Mine are 2 female religiosa Gumdrop &amp; Lollipop :lol: long story yes it will not be a good day when they go but I am new and only have the 2 not a room full. YET


----------



## john_jb1 (Aug 8, 2007)

call it Beau, french for beautiful, pronounced "bow" like with the arrow. its weird but my Leopard gecko is called it lol.

-john_jb1-


----------



## randyardvark (Aug 8, 2007)

archebald?

constantinos

einstien

theodore?

and if its female

what about rebecca?

ooooor call it another animal like fish...or cat  

asa stop telling everyone their mantids will die, it will just put new hobbyists off and is completely uneccesary...it depends on all sorts of things, if all your mantids die early then surely your not doing something right :roll:

stop being so negative, if you have nothing constructive to say dont say anything *grumble*


----------



## Asa (Aug 8, 2007)

> archebald?constantinos
> 
> einstien
> 
> ...


Thanks for lecturing all of us pessimists out there lol


----------



## thebugwife (Aug 8, 2007)

My husband stopped me one day I was randomly naming Nymphs, I was having fun too! The only one that ever got a name that stuck was

Quasi Mantid the Hunchback of Kens Closet... :?


----------



## Butterfly (Aug 9, 2007)

> How about Bob. That way if it gets confused and spells his name backwards, he does not look dumb


lol my Tortoise's name is Bob, well Silent Bob but still.

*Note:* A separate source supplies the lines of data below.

Issue #1177, opened 2015-08-14
geometry= and coords= in GET /v2/entities


fgalan:
As described in http://telefonicaid.github.io/fiware-orion/api/v2/

Similarly to `q`, the gemoetry + coord specification (both come always together: an error should be returned in negative case), the idea is to build an Scope with them, then pass the query with that scope to mongoBackend.

The scope type to use is: "FIWARE::Location".

fgalan:
Implemented in PR #1177

PR #1254, opened 2015-09-20
Fixed issue 1177

kzangeli:
Added URI params **geometry** and **coords** for **GET /v2/entities"".
Implements issue #1177.


src/lib/parse/forbiddenChars.cpp
```diff
@@ -61,3 +61,36 @@ bool forbiddenChars(const char* s)
...
   return false;
 }
+
+
+
+/* ****************************************************************************
+*
+* forbiddenCharsInUriParam - 
+*/
+bool forbiddenCharsInUriParam(const char* s)
```
fgalan: The name forbiddenCharsInUriParam() is too generic, although the "straighforward" alternative is ugly: forbiddenCharsInGeomAndCoords().

Maybe forbiddenCharsInUriParamWithoutSemicolon() is better?

test/functionalTest/cases/0967_v2_query_op/illegal_chars_in_url_param.test
```diff
@@ -79,20 +77,6 @@ echo
 echo
```
fgalan: Maybe the deleted tests should be "recovered" once we have adjust the "semicolon relaxion" to only coords= and geometry= ?

kzangeli: Ah, yes, of course. I had that in mind 15 minutes beofre implementing the change. Then I forgot!

kzangeli: Fixed in 4610846

src/lib/parse/forbiddenChars.cpp
kzangeli: The equal sign '=' is removed also. forbiddenCharsInUriParamWithoutSemicolonAndEqualSign? :-D

I would simply defer this to the new issue #1255 ...
With that issue implemented this function will be removed.

fgalan: It could pass a long time until we implement #1255... So, it is better to have this fixed, to avoid "misleading" names in functions in the code (especially for developers that no have been involved in this PR and who know this discussion :).

If we don't have better alternative than forbiddenCharsInUriParamWithoutSemicolonAndEqualSign(), let's use that.

kzangeli: I have a better idea.

We add a parameter 'char* exceptions' to forbiddenChars, that defaults to the empty string (or NULL).

Where forbiddenCharsInUriParam is called, we call instead forbiddenChars("STRING", ";="), that way telling forbiddenChars to admit ';' and '='.  This easily implemented using **strchr**.

ok?

fgalan: +1

kzangeli: Fixed in 513e7b5

fgalan:
LGTM

PR #2139, opened 2016-05-11
Task/2015 part5 notifications without substitutions

kzangeli:
Synch PR, just to check that we are all on the track,
Lots of garbage to remove before a 'real' PR, like #if 0/#endif, LM_W(("KZ ...    etc
Please ignore those things, will be fixed eventually.


src/lib/cache/subCache.cpp
```diff
@@ -734,6 +737,8 @@ void subCacheItemInsert
   cSubP->expression.geometry   = geometry;
   cSubP->expression.coords     = coords;
   cSubP->expression.georel     = georel;
+  cSubP->httpInfo.url          = url.c_str();
+  cSubP->httpInfo.verb         = POST;  // FIXME PR: Unhardwire
```
fgalan: I understand that at the end the method should come as a new argument in the subCacheItemInsert() function. Is that the idea?

fgalan: Or maybe using `httpInfo*` as argument. If that parameter is not NULL, then the cache inserting was called from the NGSIv2 logic and it is a matter of copying into cSubP->httpInfo. If it is NULL, you can use defaults for cSubP->httpInfo.

src/lib/ngsi/ContextElement.cpp
```diff
@@ -113,14 +113,17 @@ std::string ContextElement::render(ConnectionInfo* ciP, RequestType requestType,
...
-std::string ContextElement::toJson(RenderFormat renderFormat, const std::vector<std::string>& attrsFilter)
+std::string ContextElement::toJson(RenderFormat renderFormat, const std::vector<std::string>& attrsFilter) const
 {
   std::string out;
 
   if (renderFormat != NGSI_V2_VALUES)
   {
     out += entityId.toJson();
-    out += ",";
+    if (contextAttributeVector.size() != 0)
```
fgalan: A bug fix not related with the notificaitons functionality?

src/lib/ngsiNotify/Notifier.cpp
```diff
@@ -50,32 +50,302 @@ Notifier::~Notifier (void)
   LM_T(LmtNotImplemented, ("Notifier destructor is not implemented"));
 }
 
+
+
+/* ****************************************************************************
```
fgalan: Notifier.cpp is focused in Notifier class method implementation. Maybe new methods substitude(), etc. should be in a separate .cpp/.h.

Not really sure if this is the best alternative... just proposing in case you haven't realize.

src/lib/ngsiNotify/Notifier.cpp
```diff
@@ -50,32 +50,302 @@ Notifier::~Notifier (void)
...
+)
+{
+  Verb                                verb = httpInfo.verb;
+  std::string                         method;
+  std::string                         url;
+  std::string                         payload;
+  std::map<std::string, std::string>  qs;
+  std::map<std::string, std::string>  headers;
+
+  LM_W(("KZ: In templateNotify"));
```
fgalan: feature/xxx would need a grep KZ check to catch them all.

src/lib/ngsi/ContextElement.cpp
kzangeli: Yeah, I got this unconditional comma always when using only ContextElement in the payload.
Had to change this.
Funny that NO OTHER toJson suffers from this until now ...

src/lib/ngsiNotify/Notifier.cpp
```diff
@@ -50,32 +50,302 @@ Notifier::~Notifier (void)
...
+{
+  *sP = in;
+}
+
+
+
+/* ****************************************************************************
+*
+* templateNotify - 
+*/
```
fgalan: A little explanation in the function preamble would be greate... what this method does? build the notification payload after applyting template? Maybe I haven't reach the point in the PR where this gets clear, but a little explanation would help anyway.

src/lib/cache/subCache.cpp
kzangeli: Yes, I believe `httpInfo*` might be good as argument to this function.
I haven't really thought this over though, been concentrating on other stuff

src/lib/ngsiNotify/Notifier.cpp

src/lib/ngsiNotify/Notifier.cpp
```diff
@@ -50,32 +50,302 @@ Notifier::~Notifier (void)
...
+                      method,
+                      tenant,
+                      ce.entityId.servicePath,
+                      xauthToken,
+                      uri,
+                      "application/json",
+                      payload,
+                      fiwareCorrelator,
+                      "",                  // ngisv2AttrFormat
+                      false,               // don't use rush ... ?
```
fgalan: Actually, this should depend in the CLI, isn't it?

src/lib/ngsiNotify/Notifier.cpp
kzangeli: I am always a friend to creating new files and modules.
And it is true, the substitution in itself has nothing to do with notifications.
Perhaps it should be a module in common lib ...

src/lib/ngsiNotify/Notifier.cpp
```diff
@@ -50,32 +50,302 @@ Notifier::~Notifier (void)
...
+                      protocol,
+                      method,
+                      tenant,
+                      ce.entityId.servicePath,
+                      xauthToken,
+                      uri,
+                      "application/json",
+                      payload,
+                      fiwareCorrelator,
+                      "",                  // ngisv2AttrFormat
```
fgalan: If the payload hasn't been touched, then attrsFormat should be used.

src/lib/ngsiNotify/Notifier.cpp
```diff
@@ -50,32 +50,302 @@ Notifier::~Notifier (void)
...
+                      false,               // don't use rush ... ?
+                      true,                // wait for response
+                      &out,
+                      headers,
+                      "application/json",  // Accept Format
+                      5000);               // Timeout in milliseconds: FIXME PR: unhardwire
```
fgalan: Yes... this comes from httpTimeout from the CLI.

src/lib/ngsiNotify/Notifier.cpp
kzangeli: oh yes, that will come, but later.
I'm still using my traces ...

src/lib/ngsiNotify/Notifier.cpp
```diff
@@ -50,32 +50,302 @@ Notifier::~Notifier (void)
...
+*
+* sendNotifyContextRequestAsPerTemplate -
+*/
+void* sendNotifyContextRequestAsPerTemplate(void* p)
+{
+  NotificationAsTemplateParams* paramP = (NotificationAsTemplateParams*) p;
+
+  LM_W(("KZ: In sendNotifyContextRequestAsPerTemplate (%d contextElementResponses)", paramP->ncrP->contextElementResponseVector.size()));
+
+  for (unsigned int ix = 0; ix < paramP->ncrP->contextElementResponseVector.size(); ++ix)
```
fgalan: This is the part in which you split into N HTTP requests in the case of templates?

src/lib/ngsiNotify/Notifier.cpp
```diff
@@ -50,32 +50,302 @@ Notifier::~Notifier (void)
...
+    //
+    // If any of the 'template parameters' is used by the subscripion, then it is not a question of an ordinary notification but one using templates.
+    // Ordinary notifications are simply sent, all of it as one message.
+    //
+    // Notifications for subscriptions using templates are more complex:
+    //   - if there is more than one entity for the notification, split into N notifications, one per entity
+    //   - if 'url' contains substitution keys, substitute the keys for their current values
+    //   - if 'qs' contains query strings, add this to 'url', with the proper substitutions done
+    //   - if 'headers' is non-empty, perform eventual substitutions and make sure the information is added as HTTP headers for the notification
+    //   - if 'payload' is given, use that string as template instead of the default payload string, substituting all fields that are to be substituted
```
fgalan: If you want to be complete, I'd add the next:

```
- if 'method' is given, then a custom HTTP method is used (instead of POST default)
```

src/lib/ngsiNotify/Notifier.cpp
```diff
@@ -50,32 +50,302 @@ Notifier::~Notifier (void)
...
+    // Redirect to the method sendNotifyContextRequestAsPerTemplate() when 'httpInfo.extended' is TRUE.
+    // 'httpInfo.extended' is FALSE by default and set to TRUE by the json parser.
+    //
+    if (httpInfo.extended)
+    {
+      LM_W(("KZ: Calling sendNotifyContextRequestAsPerTemplate"));
+
+      NotificationAsTemplateParams* paramP = new NotificationAsTemplateParams();
+
+      paramP->ncrP             = ncrP->clone();
```
fgalan: I have seen the new clone() method... Is the memmory from clone() controlled (freed) in all the places where it is use?

src/lib/ngsiNotify/Notifier.cpp
kzangeli: I really didn't know what to put here and I didn't spend any time looking into it.
Let's do that now ...

From httpRequestSend:

    //
    // Rush
    // Every call to httpRequestSend specifies whether RUSH should be used or not.
    // But, this depends also on how the broker was started, so here the 'useRush'
    // parameter is cancelled in case the broker was started without rush.
    //
    // If rush is to be used, the IP/port is stored in rushHeaderIP/rushHeaderPort and
    // after that, the host and port of rush is set as ip/port for the message, that is
    // now sent to rush instead of to its final destination.
    // Also, a few HTTP headers for rush must be setup.
    //
    if ((rushPort == 0) || (rushHost == ""))
    {
      useRush = false;
    }
    
    if (useRush)
    {
      ...

So, if we put a `true` for useRush, then Rush will be used only if the CLI arg tells the broker to use Rush.

Using `useRush = false` would provoke rush to **never** be used for the notification.
A value of `true` seems like the better alternative, right?

src/lib/ngsiNotify/Notifier.cpp
```diff
@@ -50,32 +50,302 @@ Notifier::~Notifier (void)
...
+      paramP->xauthToken       = xauthToken;
+      paramP->fiwareCorrelator = fiwareCorrelator;
+      paramP->renderFormat     = renderFormat;
+      paramP->attrsOrder       = attrsOrder;
+
+#if 0
+      sendNotifyContextRequestAsPerTemplate(paramP);
+#else
+      pthread_t  tid;
+      int        r = pthread_create(&tid, NULL, sendNotifyContextRequestAsPerTemplate, (void*) paramP);
```
fgalan: What is the purpose of creating a new thread at this point?

I mean, it could make sense to create one thread per HTTP request in the for loop inside sendNotifyContextRequestAsPerTemplate(), so each notification could be send in a paralel thread. However, I don't see the point of doing it at this point...

src/lib/rest/Verb.cpp
```diff
@@ -48,3 +48,24 @@ const char* verbName(Verb verb)
 
   return "Unknown verb";
 }
+
+
+
+/* ****************************************************************************
+*
+* stringToVerb -
```
fgalan: The list comes from the HTTP RFC?

test/unittests/commonMocks.h
```diff
@@ -220,5 +224,28 @@ MATCHER_P(MatchNcar, expected, "") {
...
+
+/* ****************************************************************************
+*
+* MatchHttpInfo -
+*
+* NOTE
+*   HttpInfo is a class, but after fighting with operator== quite some time I (kz) gave up
+*   and tried this way instead.
+*/
+MATCHER_P(MatchHttpInfo, expected, "")
```
fgalan: Maybe this needs to be extended to compare all the possible fields in httpInfo class?

test/unittests/mongoBackend/mongoNotifyContext_test.cpp
```diff
@@ -898,3 +900,77 @@ TEST(mongoNotifyContextRequest, createEntity)
     utExit();
 }
 
+
+
+/* ****************************************************************************
+*
+* templateNotificationVerb -
```
fgalan: This (and the next) are the "stimulation unit test" you are using for manual testing? I'd suggest to include a "FIXME: to be removed" as a reminder.

src/lib/ngsi/ContextElement.cpp
fgalan: Need to mention in CNR? Probably no, as it is not actually impacting any use case...

src/lib/ngsiNotify/Notifier.cpp
kzangeli: I looked into this also. If we send `-1` as Timeout, then the **default timeout** is used:

    static long defaultTimeout = DEFAULT_TIMEOUT;

src/lib/common/limits.h:

    #define DEFAULT_TIMEOUT     5000

However, we also have a function, httpRequestInit, that overwrite this value with what came from the CLI.

So, if  `-1` is used, whatever (default is 5000) comes in via CLI will be used.

I think that is exactly what we want.

src/lib/ngsiNotify/Notifier.cpp
fgalan: What are using other callers of httpRequestSend() ?

src/lib/ngsiNotify/Notifier.cpp
fgalan: What are using other callers of httpRequestSend() ?

src/lib/ngsi/ContextElement.cpp
kzangeli: This was probably not a bug until ContextElement was being used (in this PR) as sole content in the payload.  I would not mention it in the CNR

src/lib/ngsiNotify/Notifier.cpp
kzangeli: Notifications in senderThread.cpp use `true` while forwards in postQueryContext.cpp and postUpdateContext.cpp use `false`.

Makes sense to use `true` here.

src/lib/ngsi/ContextElement.cpp
fgalan: Makes sense. NTC.

src/lib/ngsiNotify/Notifier.cpp
kzangeli: All use -1  (using the default value of -1 for the function)

src/lib/ngsiNotify/Notifier.cpp
kzangeli: Yes - comment in header to explain this is still missing

src/lib/ngsiNotify/Notifier.cpp
kzangeli: Nope, no valgrind stuff still.  I have it in mind though.

However, right now I am thinking of trying to 'steal' the pointer instead of copying it.
If the pointer is no longer used after this (except by the templates, of course) then we  would save some time by stealing the pointer (something like: paramP->ncrP = ncrP; ncrP = NULL).
This to avoid ncrP to be released before it is used by the notification thread. Something similar to 'smart pointers', I think.

src/lib/ngsiNotify/Notifier.cpp
kzangeli: Well, we said that the notifications when split into N notifications must be sent serialized, awaiting an ACK before continuing with the next one.
That's why I implemented it this way, just following the instructions ...

src/lib/rest/Verb.cpp
kzangeli: Yeah, I included all of them (and added NOVERB)

test/unittests/commonMocks.h
kzangeli: Yes, of course.
For now this was enough to pass the unit tests, but of course, the comparison should be complete. A FIXME PR is missing here.

src/lib/ngsiNotify/Notifier.cpp
fgalan: I mean if you have controlled freed *before* valgrind test. We should ensure that, to the best of our knowledgue and ability, the memory is correctly managed in every PR. I mean, not adopt a "bah... I don't need to pay attention to this, as valgrind we save the day after all... in a couple of weeks" way of thinking.

src/lib/ngsiNotify/Notifier.cpp
fgalan: But in that case... why do you need to split a new thread here? I think to remember that the thread in which sendNotifyContextRequest() lives is already independent...

kzangeli: Ah, if so ... then I can remove the whole thing!
We need to make sure ...

kzangeli: And now I remember ...
If you look at Notifier::sendNotifyContextRequest, you will see that the thread you are talking about is created there, inside the method, to start 'startSenderThread'.
So no, that thread cannot be used.

Another thing is that we could refactor the entire thing and move lots of contents from `sendNotifyContextRequest` into `startSenderThread`.

Which such a refactoring, we would gain in lines of code but nothing more.
I'm not saying it's not interesting,

src/lib/ngsiNotify/Notifier.cpp
```diff
@@ -50,32 +50,302 @@ Notifier::~Notifier (void)
...
+        return;
+      }
+      pthread_detach(tid);
+#endif
+      return;
+    }
+
 
     //
     // Creating the value of the Fiware-ServicePath HTTP header.
```
fgalan: Fiware-Service and Fiware-ServicePath headers has to be included in the templatized notifications, but this part if after the `if (httpInfo.extended)` branch in the logic. Maybe `if (httpInfo.extended)` should be move down? In fact, it should be probably "delayed" until the final HTTP request (I mean, just before or near this point: https://github.com/telefonicaid/fiware-orion/pull/2139/files/b54c884946adbab4955b825b9c2afe65d24e214b#diff-4203db90bc90ad52ab2e6fbeccfdac1eL126)

kzangeli: Not following really ... in templateNotify, `tenant` and `ce.entityId.servicePath` are sent to httpRequestSend, so that is already taken care of.  Also, the service path 'down here' is a possible concatenation of various service paths, so it cannot be used for individual notifications ... right?

fgalan: Makes sense.

NTC

src/lib/ngsiNotify/Notifier.cpp
kzangeli: Moved to separate module **substitute.h/cpp** in common lib - in 197bb27

fgalan: Maybe 'substitude' is very generic for a module name... what about macroSubscritions ?

kzangeli: not that I am very fond of the name 'substitute', but, it doesn't necessarily have to do with subscriptions.
The only thing the function does (well, will do in the future) is to substitute ${X} for something else ...

It is not **that** generic, as **ContextElement** is input to the function. If that had been a map instead, with key->value, then it would be 100% generic.

However, I would not use the word 'subscription' is the module name. Subscriptions just happens to be the only user to this more generic function. [ not that I can find a better name ... ]

src/lib/ngsiNotify/Notifier.cpp
kzangeli: Short explanation in dc500c7

src/lib/ngsiNotify/Notifier.cpp
kzangeli: Fixed in 197bb27

src/lib/ngsiNotify/Notifier.cpp
kzangeli: Fixed in 197bb27

src/lib/ngsiNotify/Notifier.cpp
kzangeli: Fixed in 197bb27

src/lib/ngsiNotify/Notifier.cpp
kzangeli: Fixed in 197bb27

src/lib/ngsiNotify/Notifier.cpp
kzangeli: Fixed in 197bb27  (relese() and delete of ncrP - to reuse would require a modification of the signature of the function)

test/unittests/commonMocks.h
kzangeli: Fixed in 197bb27   (not a FIXME, but the rest of the comparisons)

test/unittests/mongoBackend/mongoNotifyContext_test.cpp
kzangeli: Fixed in 197bb27

src/lib/ngsiNotify/Notifier.cpp
fgalan: I mean 'macro**Substitutions**'... sorry for the typo ;)

src/lib/rest/Verb.cpp
fgalan: Maybe a reference to the HTTP RFC from which this has been taken could be a good idea.

src/lib/ngsiNotify/Notifier.cpp
kzangeli: Sending in `renderFormatToString(renderFormat)`, in 197bb27

src/lib/ngsiNotify/Notifier.cpp
kzangeli: function and file names changed to macroSubstitute in 82da3a2

src/lib/rest/Verb.cpp
kzangeli: fixed in 824e399

src/lib/cache/subCache.cpp
kzangeli: Fixed in another branch, merged to develop then merged into this branch, and into its 'parent'

src/lib/ngsiNotify/Notifier.cpp
```diff
@@ -50,32 +51,312 @@ Notifier::~Notifier (void)
...
+  macroSubstitute(&url, httpInfo.url, ce);
+
+
+  //
+  // 3. Payload
+  //
+  if (httpInfo.payload == "")
+  {
+    payload = "{" + ce.toJson(renderFormat, attrsOrder) + "}";
+    LM_W(("KZ: payload: %s", payload.c_str()));
```
crbrox: Is this trace ok as it is?

src/lib/ngsiNotify/Notifier.cpp
```diff
@@ -50,32 +51,312 @@ Notifier::~Notifier (void)
...
+
+  //
+  // 8. Send the request
+  //
+  //    NOTE: the HTTP headers are sent to httpRequestSend via parameter 'extraHeaders'
+  //
+  std::string  out;
+  int          r;
+
+  LM_W(("KZ: Sending notification: %s [%s]", uri.c_str(), payload.c_str()));
```
crbrox: is the trace right that way ?

src/lib/ngsiNotify/Notifier.cpp
```diff
@@ -50,32 +51,312 @@ Notifier::~Notifier (void)
...
+*/
+void* sendNotifyContextRequestAsPerTemplate(void* p)
+{
+  NotificationAsTemplateParams* paramP = (NotificationAsTemplateParams*) p;
+
+  LM_W(("KZ: In sendNotifyContextRequestAsPerTemplate (%d contextElementResponses)", paramP->ncrP->contextElementResponseVector.size()));
+
+  for (unsigned int ix = 0; ix < paramP->ncrP->contextElementResponseVector.size(); ++ix)
+  {
+    LM_W(("KZ: calling templateNotify (%d)", ix));
```
crbrox: trace ok?

src/lib/ngsiNotify/Notifier.cpp
```diff
@@ -50,32 +51,312 @@ Notifier::~Notifier (void)
...
   const std::string&               fiwareCorrelator,
   RenderFormat                     renderFormat,
   const std::vector<std::string>&  attrsOrder
 )
 {
-    ConnectionInfo ci;
+    ConnectionInfo  ci;
+    Verb            verb = httpInfo.verb;
+
+    LM_W(("KZ: In sendNotifyContextRequest"));
```
crbrox: check all right ...

src/lib/ngsiNotify/Notifier.cpp
```diff
@@ -50,32 +51,312 @@ Notifier::~Notifier (void)
...
+    //   - if 'headers' is non-empty, perform eventual substitutions and make sure the information is added as HTTP headers for the notification
+    //   - if 'payload' is given, use that string as template instead of the default payload string, substituting all fields that are to be substituted
+    //   - if 'method' is given, then a custom HTTP method is used (instead of POST, which is default)
+    //
+    // Redirect to the method sendNotifyContextRequestAsPerTemplate() when 'httpInfo.extended' is TRUE.
+    // 'httpInfo.extended' is FALSE by default and set to TRUE by the json parser.
+    //
+    if (httpInfo.extended)
+    {
+      LM_W(("KZ: Calling sendNotifyContextRequestAsPerTemplate"));
```
crbrox: trace to check

src/lib/ngsiNotify/Notifier.cpp
kzangeli: This PR is 'temporal', not going to develop.
I am still using my traces, they will go away once 'definitive'

src/lib/ngsiNotify/Notifier.cpp
kzangeli: Same here, and in the next few comments (see my PR description)

src/lib/ngsiNotify/Notifier.cpp
fgalan: Not fully sure about the overall way of dealing with threads in Notifier... but let this as it is by the moment. NTC.

src/lib/ngsiNotify/Notifier.cpp
```diff
@@ -50,32 +51,312 @@ Notifier::~Notifier (void)
...
+                      "application/json",
+                      payload,
+                      fiwareCorrelator,
+                      renderFormatToString(renderFormat),
+                      true,                // Use Rush if CLI '--rush' allows it
+                      true,                // wait for response
+                      &out,
+                      headers,
+                      "application/json",  // Accept Format
+                      -1);                 // Timeout in milliseconds, depends on CLI '--httpTimeout'
```
fgalan: Actually, the field is named `-httpTimeout`. Note that double '-' is not used in the CLI (except for `--version`).

2 occurrences (this and other in another place).

crbrox:
LGTM

src/lib/ngsiNotify/Notifier.cpp
crbrox: NTC

src/lib/ngsiNotify/Notifier.cpp
crbrox: NTC

src/lib/ngsiNotify/Notifier.cpp
crbrox: NTC

src/lib/ngsiNotify/Notifier.cpp
crbrox: NTC

fgalan:
if (httpTimeut comments are fixed) then LGTM

:)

And were not even sure if it's a male, wont know for a few more years.

and omg Quasi Mantid the hunchback of Kens closet?! I love it thats hilarious!


----------



## Deutschherper (Aug 9, 2007)

I think "Ted" or "Billie-Jean" would be a nice name for your mantid.


----------



## thebugwife (Aug 9, 2007)

> > and omg Quasi Mantid the hunchback of Kens closet?! I love it thats hilarious!
> 
> 
> Yeah, it was a sad day when his name tag fell off, He straitened out in his last molt and I didn't know which one he was anymore


----------